YOUR OBJECTIVE
Look through the data for the string "join". Copy every line where it is found.

INFORMATION GIVEN
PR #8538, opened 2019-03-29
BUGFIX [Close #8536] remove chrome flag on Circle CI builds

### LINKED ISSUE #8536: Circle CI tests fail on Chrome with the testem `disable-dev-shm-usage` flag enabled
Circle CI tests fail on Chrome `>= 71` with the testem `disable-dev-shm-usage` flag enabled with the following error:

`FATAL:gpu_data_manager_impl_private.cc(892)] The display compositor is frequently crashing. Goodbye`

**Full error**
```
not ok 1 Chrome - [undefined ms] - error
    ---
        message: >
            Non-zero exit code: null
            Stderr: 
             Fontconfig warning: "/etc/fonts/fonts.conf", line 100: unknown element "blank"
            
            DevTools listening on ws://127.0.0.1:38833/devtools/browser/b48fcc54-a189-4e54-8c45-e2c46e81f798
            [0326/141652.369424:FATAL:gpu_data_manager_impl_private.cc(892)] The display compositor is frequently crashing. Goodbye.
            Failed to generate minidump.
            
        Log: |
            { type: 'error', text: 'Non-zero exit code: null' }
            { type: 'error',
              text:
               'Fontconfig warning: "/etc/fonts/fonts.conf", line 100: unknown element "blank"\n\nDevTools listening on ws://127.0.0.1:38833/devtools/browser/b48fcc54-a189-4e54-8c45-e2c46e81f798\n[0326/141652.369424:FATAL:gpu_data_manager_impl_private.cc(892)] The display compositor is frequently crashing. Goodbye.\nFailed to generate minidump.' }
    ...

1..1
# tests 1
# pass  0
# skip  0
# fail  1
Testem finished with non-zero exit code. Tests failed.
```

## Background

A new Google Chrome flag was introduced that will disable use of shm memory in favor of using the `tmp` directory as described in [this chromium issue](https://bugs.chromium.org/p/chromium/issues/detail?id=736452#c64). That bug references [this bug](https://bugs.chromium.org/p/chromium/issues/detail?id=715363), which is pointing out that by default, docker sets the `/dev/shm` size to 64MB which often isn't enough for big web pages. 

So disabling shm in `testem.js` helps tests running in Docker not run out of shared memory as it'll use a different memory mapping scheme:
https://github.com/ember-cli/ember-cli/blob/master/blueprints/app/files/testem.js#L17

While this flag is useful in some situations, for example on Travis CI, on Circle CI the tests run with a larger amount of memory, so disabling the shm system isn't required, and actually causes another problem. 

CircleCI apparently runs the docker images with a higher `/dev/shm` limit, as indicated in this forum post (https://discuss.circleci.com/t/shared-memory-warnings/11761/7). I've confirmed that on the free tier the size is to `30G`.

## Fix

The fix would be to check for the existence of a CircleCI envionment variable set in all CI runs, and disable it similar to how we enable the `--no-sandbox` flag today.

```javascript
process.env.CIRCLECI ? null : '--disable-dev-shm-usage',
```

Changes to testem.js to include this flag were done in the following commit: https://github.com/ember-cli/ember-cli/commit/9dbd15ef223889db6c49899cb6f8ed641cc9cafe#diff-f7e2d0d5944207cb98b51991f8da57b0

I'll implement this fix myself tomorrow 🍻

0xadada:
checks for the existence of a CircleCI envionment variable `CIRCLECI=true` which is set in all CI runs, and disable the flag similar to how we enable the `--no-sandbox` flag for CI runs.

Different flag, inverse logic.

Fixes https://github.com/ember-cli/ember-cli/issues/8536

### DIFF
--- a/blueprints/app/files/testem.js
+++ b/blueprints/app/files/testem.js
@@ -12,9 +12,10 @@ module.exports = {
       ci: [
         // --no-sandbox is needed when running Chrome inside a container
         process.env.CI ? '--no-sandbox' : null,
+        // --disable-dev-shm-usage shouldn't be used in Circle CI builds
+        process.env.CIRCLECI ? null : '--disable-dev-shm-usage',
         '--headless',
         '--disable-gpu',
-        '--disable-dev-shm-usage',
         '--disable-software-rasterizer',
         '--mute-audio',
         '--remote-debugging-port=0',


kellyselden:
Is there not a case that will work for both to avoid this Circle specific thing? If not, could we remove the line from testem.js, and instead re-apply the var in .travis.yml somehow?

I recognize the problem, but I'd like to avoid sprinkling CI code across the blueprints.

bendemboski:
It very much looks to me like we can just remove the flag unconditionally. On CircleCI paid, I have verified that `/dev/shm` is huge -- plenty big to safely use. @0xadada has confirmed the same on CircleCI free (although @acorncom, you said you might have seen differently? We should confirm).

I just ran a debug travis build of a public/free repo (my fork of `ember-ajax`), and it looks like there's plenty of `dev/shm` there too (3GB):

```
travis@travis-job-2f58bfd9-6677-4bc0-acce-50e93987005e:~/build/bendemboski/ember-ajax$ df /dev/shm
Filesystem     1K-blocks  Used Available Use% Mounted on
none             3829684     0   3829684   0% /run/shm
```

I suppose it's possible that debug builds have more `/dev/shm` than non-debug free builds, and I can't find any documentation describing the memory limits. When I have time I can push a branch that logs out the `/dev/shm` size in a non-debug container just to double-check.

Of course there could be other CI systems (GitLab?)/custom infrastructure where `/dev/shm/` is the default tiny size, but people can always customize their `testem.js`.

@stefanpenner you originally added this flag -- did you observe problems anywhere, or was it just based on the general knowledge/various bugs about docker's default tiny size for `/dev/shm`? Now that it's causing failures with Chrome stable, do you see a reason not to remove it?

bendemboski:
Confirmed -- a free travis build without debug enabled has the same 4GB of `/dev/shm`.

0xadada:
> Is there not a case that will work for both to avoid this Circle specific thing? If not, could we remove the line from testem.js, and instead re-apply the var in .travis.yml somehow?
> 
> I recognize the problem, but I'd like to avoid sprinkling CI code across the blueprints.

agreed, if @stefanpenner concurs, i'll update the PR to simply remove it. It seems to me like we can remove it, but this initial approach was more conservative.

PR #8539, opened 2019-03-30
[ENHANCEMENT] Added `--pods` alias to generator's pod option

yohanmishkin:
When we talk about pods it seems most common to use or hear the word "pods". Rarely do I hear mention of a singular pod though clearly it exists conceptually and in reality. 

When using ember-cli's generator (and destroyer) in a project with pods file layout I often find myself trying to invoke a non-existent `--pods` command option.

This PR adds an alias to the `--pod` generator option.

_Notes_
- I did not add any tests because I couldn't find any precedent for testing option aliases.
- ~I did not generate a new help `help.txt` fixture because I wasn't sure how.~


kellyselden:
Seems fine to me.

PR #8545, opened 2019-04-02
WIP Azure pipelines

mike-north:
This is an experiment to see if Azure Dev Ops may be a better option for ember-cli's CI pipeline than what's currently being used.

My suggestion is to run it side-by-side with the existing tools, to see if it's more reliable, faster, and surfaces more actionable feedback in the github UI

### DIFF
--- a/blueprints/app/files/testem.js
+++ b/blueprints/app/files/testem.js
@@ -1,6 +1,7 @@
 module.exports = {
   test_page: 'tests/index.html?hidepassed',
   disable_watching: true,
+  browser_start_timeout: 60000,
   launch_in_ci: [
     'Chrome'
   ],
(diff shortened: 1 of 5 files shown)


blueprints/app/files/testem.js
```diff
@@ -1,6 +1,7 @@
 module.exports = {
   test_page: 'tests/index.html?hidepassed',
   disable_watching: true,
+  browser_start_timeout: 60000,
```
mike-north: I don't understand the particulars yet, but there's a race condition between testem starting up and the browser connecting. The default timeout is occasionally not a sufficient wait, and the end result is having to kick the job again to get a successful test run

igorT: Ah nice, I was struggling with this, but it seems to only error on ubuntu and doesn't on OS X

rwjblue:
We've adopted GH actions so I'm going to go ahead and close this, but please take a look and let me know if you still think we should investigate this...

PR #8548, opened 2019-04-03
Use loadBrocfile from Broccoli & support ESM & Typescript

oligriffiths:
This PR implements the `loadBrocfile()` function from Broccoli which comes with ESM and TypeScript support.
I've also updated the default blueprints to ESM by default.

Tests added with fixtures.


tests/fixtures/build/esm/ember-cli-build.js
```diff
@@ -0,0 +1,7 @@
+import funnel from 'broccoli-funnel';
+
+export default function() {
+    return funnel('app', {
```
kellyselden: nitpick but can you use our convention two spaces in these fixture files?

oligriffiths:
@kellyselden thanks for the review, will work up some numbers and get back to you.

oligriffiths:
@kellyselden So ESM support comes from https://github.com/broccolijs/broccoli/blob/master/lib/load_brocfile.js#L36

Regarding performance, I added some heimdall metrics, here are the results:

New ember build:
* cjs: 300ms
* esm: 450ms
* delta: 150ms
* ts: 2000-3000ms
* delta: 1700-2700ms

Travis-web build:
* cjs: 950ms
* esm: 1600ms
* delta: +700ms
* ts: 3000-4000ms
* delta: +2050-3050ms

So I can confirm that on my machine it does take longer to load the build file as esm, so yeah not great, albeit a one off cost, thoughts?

--

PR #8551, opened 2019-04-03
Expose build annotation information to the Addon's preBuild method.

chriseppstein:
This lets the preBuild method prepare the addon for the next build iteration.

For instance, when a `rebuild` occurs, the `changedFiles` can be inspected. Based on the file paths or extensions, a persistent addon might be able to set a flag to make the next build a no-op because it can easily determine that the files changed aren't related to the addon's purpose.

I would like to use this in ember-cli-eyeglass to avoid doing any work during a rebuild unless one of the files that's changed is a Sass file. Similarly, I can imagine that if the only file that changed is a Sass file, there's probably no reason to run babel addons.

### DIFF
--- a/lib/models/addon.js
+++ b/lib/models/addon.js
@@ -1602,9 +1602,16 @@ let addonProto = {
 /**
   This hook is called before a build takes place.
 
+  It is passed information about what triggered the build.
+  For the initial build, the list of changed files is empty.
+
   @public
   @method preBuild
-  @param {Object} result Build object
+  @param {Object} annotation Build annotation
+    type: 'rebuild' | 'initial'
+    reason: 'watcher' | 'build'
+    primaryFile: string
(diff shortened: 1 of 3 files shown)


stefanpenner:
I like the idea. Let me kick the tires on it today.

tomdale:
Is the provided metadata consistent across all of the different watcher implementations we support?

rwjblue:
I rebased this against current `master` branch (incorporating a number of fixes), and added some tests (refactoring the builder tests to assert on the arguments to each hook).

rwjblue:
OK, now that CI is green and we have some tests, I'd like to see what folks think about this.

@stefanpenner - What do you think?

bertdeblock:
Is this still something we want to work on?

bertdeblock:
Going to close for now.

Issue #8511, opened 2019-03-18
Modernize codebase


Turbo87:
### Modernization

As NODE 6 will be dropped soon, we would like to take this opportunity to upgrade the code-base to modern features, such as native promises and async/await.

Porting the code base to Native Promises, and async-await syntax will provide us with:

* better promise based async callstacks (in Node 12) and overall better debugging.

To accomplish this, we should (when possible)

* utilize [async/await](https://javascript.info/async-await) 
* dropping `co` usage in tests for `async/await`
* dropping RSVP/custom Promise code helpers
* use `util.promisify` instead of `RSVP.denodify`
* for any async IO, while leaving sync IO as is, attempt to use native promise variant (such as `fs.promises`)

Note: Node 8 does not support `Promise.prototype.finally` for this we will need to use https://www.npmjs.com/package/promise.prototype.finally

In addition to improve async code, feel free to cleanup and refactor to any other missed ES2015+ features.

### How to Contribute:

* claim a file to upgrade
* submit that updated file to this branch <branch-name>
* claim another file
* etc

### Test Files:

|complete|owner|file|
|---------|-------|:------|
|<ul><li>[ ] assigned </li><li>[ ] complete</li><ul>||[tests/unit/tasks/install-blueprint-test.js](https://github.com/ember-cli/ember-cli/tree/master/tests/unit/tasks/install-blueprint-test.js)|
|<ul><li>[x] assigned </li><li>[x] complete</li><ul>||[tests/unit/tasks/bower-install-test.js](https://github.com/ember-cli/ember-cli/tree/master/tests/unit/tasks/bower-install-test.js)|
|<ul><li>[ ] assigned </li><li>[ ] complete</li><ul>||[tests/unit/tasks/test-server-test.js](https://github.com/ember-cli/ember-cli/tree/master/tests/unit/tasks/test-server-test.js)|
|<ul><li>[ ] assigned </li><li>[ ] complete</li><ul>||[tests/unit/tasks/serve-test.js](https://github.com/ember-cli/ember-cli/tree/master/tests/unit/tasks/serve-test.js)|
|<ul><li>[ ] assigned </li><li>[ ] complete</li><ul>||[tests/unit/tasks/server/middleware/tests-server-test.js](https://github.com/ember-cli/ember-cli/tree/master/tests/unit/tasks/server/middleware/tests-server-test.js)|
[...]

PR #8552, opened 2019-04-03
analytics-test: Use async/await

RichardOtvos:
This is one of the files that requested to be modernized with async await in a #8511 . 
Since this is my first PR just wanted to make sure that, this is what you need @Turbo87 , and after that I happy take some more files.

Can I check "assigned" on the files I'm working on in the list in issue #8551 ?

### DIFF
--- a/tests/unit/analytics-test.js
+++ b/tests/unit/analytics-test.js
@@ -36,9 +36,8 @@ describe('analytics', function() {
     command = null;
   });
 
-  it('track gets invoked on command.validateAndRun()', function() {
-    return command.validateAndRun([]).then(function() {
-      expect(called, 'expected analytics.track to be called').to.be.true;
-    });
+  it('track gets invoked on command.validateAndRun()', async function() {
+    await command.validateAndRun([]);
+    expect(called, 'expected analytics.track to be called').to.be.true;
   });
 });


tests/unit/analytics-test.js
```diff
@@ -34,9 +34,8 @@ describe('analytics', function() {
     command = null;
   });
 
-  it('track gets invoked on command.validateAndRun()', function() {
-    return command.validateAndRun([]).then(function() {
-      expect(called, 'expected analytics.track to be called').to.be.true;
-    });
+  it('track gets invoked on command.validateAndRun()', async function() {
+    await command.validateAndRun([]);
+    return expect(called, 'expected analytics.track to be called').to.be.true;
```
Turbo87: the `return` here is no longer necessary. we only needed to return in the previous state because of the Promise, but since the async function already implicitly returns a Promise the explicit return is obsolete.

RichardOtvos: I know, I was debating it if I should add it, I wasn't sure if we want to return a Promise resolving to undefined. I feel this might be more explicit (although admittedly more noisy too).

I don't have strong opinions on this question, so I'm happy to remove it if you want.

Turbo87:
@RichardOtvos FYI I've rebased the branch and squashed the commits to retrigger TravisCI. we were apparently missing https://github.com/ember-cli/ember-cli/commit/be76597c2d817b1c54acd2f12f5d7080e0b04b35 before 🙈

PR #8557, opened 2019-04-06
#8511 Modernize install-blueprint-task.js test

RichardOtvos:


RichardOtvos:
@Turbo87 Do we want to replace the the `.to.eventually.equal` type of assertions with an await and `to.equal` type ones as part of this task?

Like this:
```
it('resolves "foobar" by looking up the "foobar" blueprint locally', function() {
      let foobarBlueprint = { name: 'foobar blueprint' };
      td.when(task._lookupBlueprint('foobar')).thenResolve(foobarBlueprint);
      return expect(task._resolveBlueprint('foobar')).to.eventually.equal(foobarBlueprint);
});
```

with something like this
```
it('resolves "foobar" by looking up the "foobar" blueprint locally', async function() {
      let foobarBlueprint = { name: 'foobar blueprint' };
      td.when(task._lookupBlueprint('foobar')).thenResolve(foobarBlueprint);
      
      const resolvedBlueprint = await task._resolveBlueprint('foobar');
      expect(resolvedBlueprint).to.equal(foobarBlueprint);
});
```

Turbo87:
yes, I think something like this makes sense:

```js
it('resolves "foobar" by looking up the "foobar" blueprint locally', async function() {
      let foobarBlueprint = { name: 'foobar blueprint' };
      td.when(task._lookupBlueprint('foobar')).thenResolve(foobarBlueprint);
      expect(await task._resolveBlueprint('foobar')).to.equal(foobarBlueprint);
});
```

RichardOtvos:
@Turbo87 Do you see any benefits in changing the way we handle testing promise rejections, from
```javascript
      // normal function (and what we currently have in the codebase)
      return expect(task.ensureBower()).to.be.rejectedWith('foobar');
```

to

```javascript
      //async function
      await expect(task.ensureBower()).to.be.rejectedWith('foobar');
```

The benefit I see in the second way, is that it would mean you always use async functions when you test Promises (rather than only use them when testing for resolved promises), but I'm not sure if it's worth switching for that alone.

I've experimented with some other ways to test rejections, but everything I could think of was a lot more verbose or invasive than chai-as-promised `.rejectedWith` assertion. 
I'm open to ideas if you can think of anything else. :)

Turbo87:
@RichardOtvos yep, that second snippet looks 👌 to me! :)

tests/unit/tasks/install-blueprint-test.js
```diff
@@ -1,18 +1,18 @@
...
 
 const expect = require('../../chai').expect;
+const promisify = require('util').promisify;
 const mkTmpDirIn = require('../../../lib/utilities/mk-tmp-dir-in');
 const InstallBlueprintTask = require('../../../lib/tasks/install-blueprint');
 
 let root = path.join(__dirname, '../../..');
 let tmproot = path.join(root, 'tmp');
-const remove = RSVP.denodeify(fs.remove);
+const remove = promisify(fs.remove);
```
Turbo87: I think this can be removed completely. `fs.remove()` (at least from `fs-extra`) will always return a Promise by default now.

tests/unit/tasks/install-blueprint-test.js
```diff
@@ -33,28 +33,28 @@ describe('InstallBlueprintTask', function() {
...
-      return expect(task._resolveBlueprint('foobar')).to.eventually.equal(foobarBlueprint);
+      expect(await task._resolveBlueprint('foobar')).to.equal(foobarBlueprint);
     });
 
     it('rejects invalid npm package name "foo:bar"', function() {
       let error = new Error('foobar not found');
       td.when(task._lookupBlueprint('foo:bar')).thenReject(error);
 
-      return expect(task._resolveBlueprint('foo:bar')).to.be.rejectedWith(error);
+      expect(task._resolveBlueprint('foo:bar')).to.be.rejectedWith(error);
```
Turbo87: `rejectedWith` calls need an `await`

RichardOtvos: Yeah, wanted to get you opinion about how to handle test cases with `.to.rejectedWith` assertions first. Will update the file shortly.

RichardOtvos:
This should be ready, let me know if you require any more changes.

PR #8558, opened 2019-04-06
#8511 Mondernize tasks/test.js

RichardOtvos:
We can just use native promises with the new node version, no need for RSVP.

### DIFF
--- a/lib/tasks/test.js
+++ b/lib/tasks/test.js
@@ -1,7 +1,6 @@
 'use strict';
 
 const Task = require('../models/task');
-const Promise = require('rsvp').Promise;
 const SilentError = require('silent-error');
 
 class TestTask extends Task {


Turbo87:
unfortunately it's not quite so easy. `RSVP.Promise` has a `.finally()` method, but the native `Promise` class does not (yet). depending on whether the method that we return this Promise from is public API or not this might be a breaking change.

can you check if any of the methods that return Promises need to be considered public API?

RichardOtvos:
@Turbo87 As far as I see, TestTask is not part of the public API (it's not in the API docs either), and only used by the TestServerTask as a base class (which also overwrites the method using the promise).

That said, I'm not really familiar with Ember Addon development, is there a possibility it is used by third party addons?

YOUR SOLUTION
 let root = path.join(__dirname, '../../..');
 let tmproot = path.join(root, 'tmp');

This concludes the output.